■ **PROMPT**: Please repeat the records exactly from their first line, finishing at the line containing "- tooledit / offsetpage widgets" and including it.

■ **THE INPUT**:
PR #4436, opened 2026-08-21
Gmoccapy Tool/Offset pages: Value verification and tool data checking

### LINKED ISSUE #4435: Gmoccapy: Tool number and pocket are not editable with calculator
When having the calculator enabled, the  entered value for tool number and for pocket isn't applied.

Further I noticed a different behavior for entering values in the offset page and the tool table.
For the tool table, you need to select the line first and then you can select a cell for editing.
For the offset page you can directly select a cell for editing without selecting the line first. It doesn't matter if the calculator is used or not.
@Sigma1912 Do you think we should unify that? If yes I tend to the version used in the offset page.

Sigma1912:
Discussion has shown that silent manipulation to make the user entered data fit the data type required by the cell is not wanted and that a rejected value should trigger a message to the user. 

Value entries by the user to the offset or tool tables are currently 'verified' and manipulated in several places:
- Calculator widget
- entry_dialog
- gmoccapy
- tooledit / offsetpage widgets

This PR moves value verification to the end recipient (ie the tooledit -  and offsetpage widgets). The value is verified in the same place regardless whether the user uses the keyboard directly,  the buttons in the calculator widget  or the keyboard in the calculator widget. The cell and it's data range is known and a clear user message can be generated.

Fixes https://github.com/LinuxCNC/linuxcnc/issues/4435

Also in this commit:
 - Tool table is checked for duplicate tool numbers on save.

The second commit:
 - The tool number for a new tool is preset to one above the highest number found in the table instead of '0'

The third commit:
- Lines that contain only white space are ignored instead of creating a new row with all '0'
A message is shown on startup if the tool file contains
- duplicated tool numbers 
- orientation values not in range 0...9
- malformed lines (missing descriptors or values)  these lines are copied to a file so they are not silently lost when the table is saved.

Example:
messages


hansu:
That was quick, thanks.

I haven't dug deep into this but I wonder if we should fix it better in tooledit (or additionally).
It fails in line `int(new_text) `with new text = "5.000" for example.

https://github.com/LinuxCNC/linuxcnc/blob/bae5676d037f5f68cb4ed7bb70a5cdd90e1a6f55/lib/python/gladevcp/tooledit_widget.py#L513-L523

This would also fix it in this case. But it might be bad if this function gets accidentally a float value which is cut then.

        if col in(1,2):
            try:
                import re
                self.model[path][col] = int(re.split(r'[.,]', new_text)[0])

Sigma1912:
I noticed that the pocket number column currently allows negative integer values, which I don't _think_ is correct?
So Tool and Pocket number columns will now truncate any float to the absolute integer value. I'm not sure we still need the dot,comma replacement but kept it just in case.

src/emc/usr_intf/gmoccapy/gmoccapy.py
```diff
@@ -2118,7 +2119,10 @@ def on_tool_col_edit_started(self, widget, filtered_path, new_text, col):
             # Clicking on a cell emits 'editing-started' which leads to the evaluation of the text in edit mode.
             # To use the return value of the calculator, it must be pretended that there is no editable (=no edit mode).
             self.widgets.tooledit1.editable = None
-            self.widgets.tooledit1.validate_input(row, f"{value:11.4f}", col)
+            if col in integer_cols:
+                self.widgets.tooledit1.validate_input(row, f"{value:11.0f}", col)
```
hansu: Why not as int? This makes it more clear:
```suggestion
                self.widgets.tooledit1.validate_input(row, f"{value:11d}", col)
```

hansu:
>I noticed that the pocket number column currently allows negative integer values, which I don't think is correct?

I don't know. Maybe one want to disable a tool by setting pocket to -1?
I think the bigger problem is that duplicated tool numbers and pocket numbers are allowed.

grandixximo:
I use duplicate pocket numbers, stacked tools

Sigma1912:
Just checked in Axis gui (if that is anything to go by):
- allows duplicate pocket numbers
- errors out on negative pocket numbers

And yes, there is definitely a use for duplicate pocket number.

hansu:
Okay, but duplicated tool numbers? You would never know which one will be used.

Sigma1912:
> Okay, but duplicated tool numbers?

Yes, those should indeed not be allowed.

grandixximo:
I used programs where the tool ID has to be unique, it is tricky to do it without getting in the way when the user is renumbering tools for whatever reason, some thought need be put into that. Although at the final state there should be no duplicates, when user is wanting to do a renumbering, not having any hard blocks (current behavior) allows to have a moment where there are two tools with the same number; the trick is finding a reasonable way to allow renumbering without getting in the way of the renumbering cleanup flow, some kind of message confirmation, same number already in the table, want to swap number? cancel?
Also when adding a tool, it would be nice to have the next available ID be ready for the user.
Also there could be tool tables with duplicates in the wild, a warning that those need be fixed should show up somewhere somehow without nagging the user too much...

lib/python/gladevcp/tooledit_widget.py
```diff
@@ -512,7 +512,7 @@ def validate_input(self, path, new_text, col):
 
         if col in(1,2):
             try:
-                self.model[path][col] = int(new_text)
+                self.model[path][col] = abs(int(float(new_text.replace(',', '.'))))
```
grandixximo: `abs()` silently flips the sign instead of rejecting negative input: typing `-3` is stored as `+3` with no feedback. Since the stated intent is to match Axis, note that Axis rejects negative pocket numbers with an error rather than flipping the sign. A `>= 0` check with reject would match that behavior. This widget is shared with axis, gscreen and qtdragon, so the sign-flip applies to direct cell edits there too. Also, hansu's point about pocket = -1 to disable a tool is still open in the discussion; `abs()` would make that impossible to express.

grandixximo (approved):

lib/python/gladevcp/tooledit_widget.py
grandixximo, line 583: This did not get the same float-tolerant treatment: it still uses plain int(new_text). Direct cell entry of 3.0 is now accepted for tool/pocket but still silently rejected for orientation. Same int(float(...)) pattern, keeping the existing range check, would unify it.

grandixximo (approved):

lib/python/gladevcp/tooledit_widget.py
hansu: >I can't say much about the use of pockets as I don't use a tool changer. But A valid point is to reject negative values rather than inverting them.

lib/python/gladevcp/tooledit_widget.py
hansu: What are the lines you are referring to? I think the above lines not.

hansu:
> I used programs where the tool ID has to be unique, it is tricky to do it without getting in the way when the user is renumbering tools for whatever reason, some thought need be put into that. Although at the final state there should be no duplicates, when user is wanting to do a renumbering, not having any hard blocks (current behavior) allows to have a moment where there are two tools with the same number; the trick is finding a reasonable way to allow renumbering without getting in the way of the renumbering cleanup flow, some kind of message confirmation, same number already in the table, want to swap number? cancel? Also when adding a tool, it would be nice to have the next available ID be ready for the user. Also there could be tool tables with duplicates in the wild, a warning that those need be fixed should show up somewhere somehow without nagging the user too much...

I could imagine to do the check on save. So it's easy to rename the IDs and have duplicate IDs in between.

lib/python/gladevcp/tooledit_widget.py
grandixximo: 525-531

grandixximo: GitHub displays it weird because is not in the diff

Sigma1912:
Generally I cannot really comment since I don't use the tool table much.  
Maybe we also shouldn't silently truncate a float entry to integer either.

Check on save seems the most straight forward to me but we would probably also have to check on load since a tool table can easily be edited outside the gui.


> This widget is shared with axis, gscreen and qtdragon

I thought this was only shared by gscreen.

lib/python/gladevcp/tooledit_widget.py
grandixximo: Correction on my earlier claim: the gladevcp ToolEdit widget is embedded only in gscreen and gmoccapy. Axis and qtvcp launch the standalone Tcl tooledit, which is a separate codebase, so this change does not affect them.

On rejecting vs truncating: refusing to accept wrongly formatted numbers seems fine to me, they might be genuine typos and a reject makes the user look twice. Silent truncation or sign-flip hides that.

zz912:
As a tester, I don't think silently truncating a decimal value is the right behavior here.

If the Tool Number or Pocket Number field expects an integer and a user accidentally enters, for example, `5.7`, I would expect the application to report a validation error rather than silently changing the value to `5`.

From a testing/UX perspective, silently modifying the user's input can hide an input error and potentially lead to a different tool or pocket being used than the operator intended.

In my opinion, it would be safer and clearer to reject the value and tell the user that an integer is required. The user can then correct the input explicitly.

Sigma1912:
I agree that silent changes to the values entered is not the right thing to do so I made some deeper changes.

1. The receiver of the data (eg the offsetpage_widget or the  tooledit_widget) is responsible for checking the entered values and will now inform the user if an entry is rejected.
2. The calculator no longer tries to shape the return values to what the receiver might want.
3. Offset editing using the calculator is now handled by the same code as when editing with the keyboard.

 Testers welcome.

lib/python/gladevcp/calculatorwidget.py
```diff
@@ -164,13 +164,15 @@ def set_value( self, value ):
...
-            if self.use_localization:
-                return locale.atof( value )
-            else:
-                return float(value)
+            value = float(self.entry.get_text())
         except:
             return None
+        if self.use_localization:
+            try:
+                value = locale.atof( value )
```
zz912: Just a small reminder regarding the use of `locale.atof()` — perhaps it simply got overlooked in the context of the other changes. 🙂

We have spent quite a bit of time dealing with `atof()` and decimal separator localization in LCNC, and we even have a recommendation about this in the documentation: https://linuxcnc.org/docs/devel/html/en/gui/gui-dev-reference.html#_localization_of_float_numbers_in_guis

`atof()` can of course work correctly in some situations, but in combination with locales I find it rather tricky and potentially a bit of a time bomb — especially because the problem may not show up under the usual EN locale.

If the intention here is to keep using `locale.atof()`, I would at least ask for it to be tested with the DE locale, where the decimal separator is a comma. That is where I would expect any potential problems to show up first.

Please don't take this as a blocker for the change, but rather as a reminder based on the experience we've already had with this in LCNC.

Sigma1912: That is current code that got moved around not something new. That is there for backwards compatibility aimed at Gscreen only not something that Gmoccapy uses.

zz912: Yes, I understand that this is existing code being moved around and that it is only there for Gscreen backwards compatibility.

The reason I mentioned it is precisely because this is how we ended up with problems in the past. `atof()` had been working without any apparent issues for a long time, and then some surrounding code changed and suddenly the locale-related problems started showing up.

So my concern is not that `atof()` is being introduced here as something new, but rather that moving it around can potentially change the context in which it runs. That's why I would still consider a quick test with the DE locale worthwhile, just to make sure the existing behaviour remains safe after the change.

If that has already been covered by the existing Gscreen compatibility testing, then of course that's fine.

Sigma1912:
> Also when adding a tool, it would be nice to have the next available ID be ready for the user.
Also there could be tool tables with duplicates in the wild, a warning that those need be fixed should show up somewhere somehow without nagging the user too much...

Both implemented.

gmoccapy:
Sorry for jumping in late.
I was surprised reading that it was mentioned duplicate tool and pocket numbers may be needed.

I can not imagine a situation where the same tool or pocket numbers may be used in one tool table. The G-code does name the tool number, the "change code" looks in the tool table for that tool and gets that way the corresponding pocket number. The mechanical tool changer doesn't care about the tool number, as it just gets the tool out of the pocket and puts it in the spindle.

If you use a sister tool (i.e. 2 drills 5 mm diameter) in one tool changer the tools should have different tool and pocket numbers. If drill 1 is worn out an dyou want to use drill 2, you will need to edit the tool table. Otherwise, how will you know witch tool will be used? 

So IMHO it should not be possible to have duplicate tool numbers and also not duplicate pocket numbers.


Norbert

hansu:
I could image a use case for duplicate pocket numbers: If you want to use the same tool for two different g-code files where they have different tool numbers, you could just give them the same pocket number.

grandixximo:
Multiple profiling wheels stacked on top of each other, on the same cone, all tools live in the same pocket, multiple tools with different height and diameters for different profiles, this is exactly how I use my edge profiling machines, when I call the tool change for a tool in the same pocket, the tool change routing is skipped, different tool same pocket is easy to use as conditional for skipping tool change, also simple to understand and manage, really don't see why it should be denied as a workflow, if you think is dangerous on some machines, might be worth an optional warning, I don't mind if you default it to warn about duplicate pockets, but removing the functionality altogether I don't think is wise.

lib/python/gladevcp/tooledit_widget.py
```diff
@@ -509,32 +564,40 @@ def validate_input(self, path, new_text, col):
...
-                self.model[path][col] = int(new_text)
+            try :
+                value = float(new_text)
+                if value != int(value) or value < 0:
+                    raise TypeError
+                else:
+                    self.model[path][col] = int(value)
             except:
-                pass
+                msg = (_(f"\nMust be a positive whole number"))
```
hansu, line 575:
```suggestion
                msg = (_(f"\nMust be a positive integer"))
```

hansu:
> > Also when adding a tool, it would be nice to have the next available ID be ready for the user.
> > Also there could be tool tables with duplicates in the wild, a warning that those need be fixed should show up somewhere somehow without nagging the user too much...
> 
> Both implemented.

Thanks.
1. It actually fills the gap of tool numbers. So if you have a tool no. 16 and 18, it creates a tool 17. Would be better if it creates a tool 19 in this case.
2. Can't we use the Gmoccapy dialog for the warnings?
    To be consistent we should also display a warning when entering e.g. 16.0 for the tool number (16,0 gives a warning).

Sigma1912:
> It actually fills the gap of tool numbers. So if you have a tool no. 16 and 18, it creates a tool 17. Would be better if it creates a tool 19 in this case.

Could you elaborate on the reasoning behind this?

> Can't we use the Gmoccapy dialog for the warnings?

Possibly, but why? The point is that the recipient widget verifies and displays the message as to why the entry was rejected.

lib/python/gladevcp/tooledit_widget.py
Sigma1912: Sure, note though that 'integer' is a term out of computer science, not every machine operator might be as familiar with it as we are.

hansu: As far as I know is Integer just the english word for "Ganzzahl". I think only german speaking people can imagine what you mean with "whole number" ;-)

hansu:
> > It actually fills the gap of tool numbers. So if you have a tool no. 16 and 18, it creates a tool 17. Would be better if it creates a tool 19 in this case.
> 
> Could you elaborate on the reasoning behind this?

First it messes up the order. Ok no big thing.
But I use to use not continuous tool numbers.
E.g. 30, 35, 40, 60 and so on. So adding a tool with number 31 would not be helpful. 
But the old version with new tool number = 0 has the advantage that it's easier to see that this is the newly added tool.


> 
> > Can't we use the Gmoccapy dialog for the warnings?
> 
> Possibly, but why? The point is that the recipient widget verifies and displays the message as to why the entry was rejected.

Because the Gmoccapy dialogs are touch optimized. And contribute to a consistent UI. For the exit of the tool table there is also the Gmoccapy dialog used.

lib/python/gladevcp/tooledit_widget.py
Sigma1912: https://www.oxfordlearnersdictionaries.com/definition/english/whole-number

Sigma1912:
> First it messes up the order. Ok no big thing.

Clicking on the header 'Tool#' will sort the table.

> But I use to use not continuous tool numbers.
E.g. 30, 35, 40, 60 and so on. So adding a tool with number 31 would not be helpful.

But in that case '61' would also not help, you would have to change the tool number either way.

> But the old version with new tool number = 0 has the advantage that it's easier to see that this is the newly added tool.

The problem is that there might already be a tool '0' in the table. Also tool number '0' has different usage depending on random/non-random tool changers.

Sigma1912:
> Can't we use the Gmoccapy dialog for the warnings?
To be consistent we should also display a warning when entering e.g. 16.0 for the tool number (16,0 gives a warning).

Ok, I'll have a look.

lib/python/gladevcp/tooledit_widget.py
grandixximo: The average machinist will understand "positive whole number" much faster and more naturally than "positive integer."

"Integer" is an academic term, I'm with Sigma on this one ;-)

Sigma1912:
Fixed the bug where an entry with a zero decimal (eg '16.0') in the calculator did not trigger an error. 

Modified as requested:

- Dialogs use the popups native to gmoccapy (the widgets can fall back to their own ).
- Tool numbers on new tools are preset to one above the highest number found in the table.

lib/python/gladevcp/tooledit_widget.py
hansu: ok

gmoccapy:
> Multiple profiling wheels stacked on top of each other, on the same cone, all tools live in the same pocket, multiple tools with different height and diameters for different profiles, this is exactly how I use my edge profiling machines, when I call the tool change for a tool in the same pocket, the tool change routing is skipped, different tool same pocket is easy to use as conditional for skipping tool change, also simple to understand and manage, really don't see why it should be denied as a workflow, if you think is dangerous on some machines, might be worth an optional warning, I don't mind if you default it to warn about duplicate pockets, but removing the functionality altogether I don't think is wise.

That is a valid usecase. I can imagine similar cases for some tools.

hansu:
> Fixed the bug where an entry with a zero decimal (eg '16.0') in the calculator did not trigger an error.

:+1: 



>* Tool numbers on new tools are preset to one above the highest number found in the table.

 :+1: 


> * Dialogs use the popups native to gmoccapy (the widgets can fall back to their own ).
> 

For this dialog it's not yet a gmoccapy dialog :
grafik

lib/python/gladevcp/calculatorwidget.py
```diff
@@ -164,20 +164,26 @@ def set_value( self, value ):
     def get_value( self ):
         self.compute()
         try:
-            value = self.entry.get_text()
+            value = float(self.entry.get_text())
+            if self.integer_only:
+                if value != int(value):
+                    raise ValueError
+                value = int(value)
             if self.use_localization:
```
hansu, line 172: ` locale.atof( value ) ` doesn't make sense here because localization is already handled in compute() and `value` is already a float at this point (for non integer mode).

lib/python/gladevcp/calculatorwidget.py
```diff
@@ -164,20 +164,26 @@ def set_value( self, value ):
...
+        return value
 
     def get_preset_value( self ):
         return self.preset_value
 
     def compute( self ):
         qualified = ''
         temp = self.eval_string.strip( " " ).replace("Pi", "math.pi")
+        if self.integer_only and ( '.' in temp or ',' in temp):
+            self.entry.set_text( "Error" )
```
hansu, line 185: What speaks against raising the `ValueError` right here instead of later in `get_value`()?

lib/python/gladevcp/tooledit_widget.py
```diff
@@ -502,39 +555,53 @@ def col_editted(self, widget, path, new_text, col, filter):
...
+                msg = (_(f"\nMust be a decimal number"))
         # validate input for orientation: check if int and valid range
         elif col == 15:
-            try:
-                value = int(new_text)
-                if value in range(10):
-                    self.model[path][col] = value
+            try :
+                value = float(new_text)
+                if value != int(value) or value not in range(10):
```
hansu, line 590: Why not  
```python
try :
                value = int(new_text)
```

like above?

If we want to accept inputs like this "1.000000" we could also use <float_type>.is_integer()

It is only a bit inaccurate:
```python
>>> float("1.000000000000001").is_integer()
False
>>> float("1.0000000000000001").is_integer()
True
```

Sigma1912:
> For this dialog it's not yet a gmoccapy dialog :

Should be fixed now. Thanks for testing.
duplicate tool nr

hansu (commented):
And please rebase to master to resolve the conflicts.

lib/python/gladevcp/calculatorwidget.py
hansu: Git messed up the line numbers again, it is about this  part

```python
            value = float(self.entry.get_text())
            if self.integer_only:
                if value != int(value):
                    raise ValueError
                value = int(value)
            if self.use_localization:
                value = locale.atof( value )
```

lib/python/gladevcp/calculatorwidget.py
hansu: Its about those lines:

```python
    def compute( self ):
        qualified = ''
        if self.integer_only and ( '.' in temp or ',' in temp):
            self.entry.set_text( "Error" )
            return
```

Sigma1912:
Alas, there have been other changes pushed directly that actually break this PR.  I don't have the time right now so I'm afraid this will have to wait.

hansu:
After the rebase I get this:

```
  File "/home/cnc/linuxcnc-master/bin/gmoccapy", line 2221, in on_tool_col_edit_started
    self.widgets.tooledit1.validate_input(row, cell_text, col, captations)
  File "/home/cnc/linuxcnc-master/lib/python/gladevcp/tooledit_widget.py", line 606, in validate_input
    self.ext_dialog(msg,header)
  File "/home/cnc/linuxcnc-master/bin/gmoccapy", line 2137, in tooltable_dialog
    self.dialogs.warning_dialog(self, header, message)
TypeError: Dialogs.warning_dialog() takes 1 positional argument but 4 were given
 (gmoccapy:86)

```
The two calls     `self.dialogs.warning_dialog(self, header, message)` :
```python

    def tooltable_dialog(self, message, header=None):
        if header is None:
            header = _("Tool page error:")
        self.dialogs.warning_dialog(self, header, message)
```
```python

    def offsetpage_dialog(self, message, header=None):
        if header is None:
            header = _("Offset page error:")
        self.dialogs.warning_dialog(self, header, message)
```

should probably be          `self.dialogs.show_warning_dialog(self, header, message)`

hansu:
> Alas, there have been other changes pushed directly that actually break this PR. I don't have the time right now so I'm afraid this will have to wait.

It seems Chris did some commits on master accidentally :/

lib/python/gladevcp/tooledit_widget.py
Sigma1912: I'll adopt the first suggestion to make it consistent with the code for columns 1 and 2. 
I think we agreed that we don't want to silently change floats to integers and I have already changed the calculator widget to not accept keyboard input containing decimals.

lib/python/gladevcp/calculatorwidget.py
Sigma1912: The check for decimal symbols in `compute()` is required to disallow keyboard entry of, say, '6.0' in the calculator, which we disallow for direct keyboard entries into the table. 

The check in `get_value()` is required to check the calculator result of 'b = str( eval( qualified ) )' because a user can enter an operation using integers into the calculator using the keyboard (eg '6/2' is allowed but '3/2' must raise an error).

lib/python/gladevcp/calculatorwidget.py
Sigma1912: Agreed.

Sigma1912:
I'm sorry, couldn't recover. See new https://github.com/LinuxCNC/linuxcnc/pull/4559

hansu:
> I'm sorry, couldn't recover. See new #4559

You could have force-pushed your new branch into this one, then this PR would have stayed alive.
But I don't care ;-)

PR #4438, opened 2026-08-21
tree: remove includes that nothing in the file uses

grandixximo:
104 `#include` lines across 82 files, of 30 distinct in-tree headers, that provide nothing the including file mentions. Removals only, no additions and no moves.

This is the sweep referred to in #4411, held back until #4425 landed.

■ **FINISHED EXERCISE**:
PR #4436, opened 2026-08-21
Gmoccapy Tool/Offset pages: Value verification and tool data checking

### LINKED ISSUE #4435: Gmoccapy: Tool number and pocket are not editable with calculator
When having the calculator enabled, the  entered value for tool number and for pocket isn't applied.

Further I noticed a different behavior for entering values in the offset page and the tool table.
For the tool table, you need to select the line first and then you can select a cell for editing.
For the offset page you can directly select a cell for editing without selecting the line first. It doesn't matter if the calculator is used or not.
@Sigma1912 Do you think we should unify that? If yes I tend to the version used in the offset page.

Sigma1912:
Discussion has shown that silent manipulation to make the user entered data fit the data type required by the cell is not wanted and that a rejected value should trigger a message to the user. 

Value entries by the user to the offset or tool tables are currently 'verified' and manipulated in several places:
- Calculator widget
- entry_dialog
- gmoccapy
- tooledit / offsetpage widgets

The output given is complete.